You see this is why I like Python. So many simpler ways of doing things you just have to know them. Now I've got to decipher what you've written. Thanks.

 
len(set(line[1:-1]) & new_isolate)==2]
Hmm, this doesn't take into account the instances where the 2 elements being compared are the same.

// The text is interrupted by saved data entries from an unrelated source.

PR #3500, opened 2022-08-28
profile: implement panning of profile

bstoeger:
When zoomed in, the profile position was moved by hovering with
the mouse. What a horrible user experience. This is especially
useless if we want to implement an interactive profile on mobile.

Instead, let the user start the panning with a mouse click. The
code is somewhat nasty, because the position is given as a
real in the [0,1] range, which represents all possible positions
from completely to the left to completely to the right.

This commit also removes the restriction that the planner handles
can only be moved when fully zoomed out. It is not completely
clear what the implications are. Let's see.

- [ ] Bug fix
- [x] Functional change
- [ ] New feature
- [ ] Code cleanup
- [ ] Build system change
- [ ] Documentation change
- [ ] Language translation

Replace hovering by explicit click-panning when the chart is zoomed in.

Needs intense testing.

In particular this probably breaks the planner, therefore pinning @atdotde.

### Release note:

Done.

### Documentation change:

Don't know, haven't checked.

### Mentions:

@tggm complained about this.

### DIFF
--- a/profile-widget/profilescene.cpp
+++ b/profile-widget/profilescene.cpp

RE: Looping through dictionary and comparing values with elements of a separate list. - buran - Jun-22-2018

(Jun-22-2018, 01:12 PM)Mr_Keystrokes Wrote: Hmm, this doesn't take into account the instances where the 2 elements being compared are the same.

let's take the check in a function
import csv

def check_line(line, isolate):
    my_set = set(line)
    return len(my_set & isolate) == len(my_set)

with open('isolate_file.txt') as f:
    new_isolate = {line.strip() for line in f}

with open('snapper_data.csv') as sd:
    rdr = csv.reader(sd)
    my_isolates = [line[1:] for line in rdr if check_line(line[1:-1], new_isolate)]
             
print(my_isolates)
you can do it also like this
import csv

with open('isolate_file.txt') as f:
    new_isolate = {line.strip() for line in f}

with open('snapper_data.csv') as sd:
    rdr = csv.reader(sd)
    my_isolates = [line[1:] for line in rdr if line[1] in new_isolate and line[2] in new_isolate]
             
print(my_isolates)    



RE: Looping through dictionary and comparing values with elements of a separate list. - Mr_Keystrokes - Jun-22-2018

Thanks, I like the last solution best. Didn't know about csv reader so that will be useful in the future. And I would never have looked up set(). I have to say it's much simpler than Perl.


RE: Looping through dictionary and comparing values with elements of a separate list. - wavic - Jun-22-2018

(Jun-22-2018, 02:49 PM)Mr_Keystrokes Wrote: I have to say it's much simpler than Perl.
No joking? :D
“Perl – The only language that looks the same before and after RSA encryption.”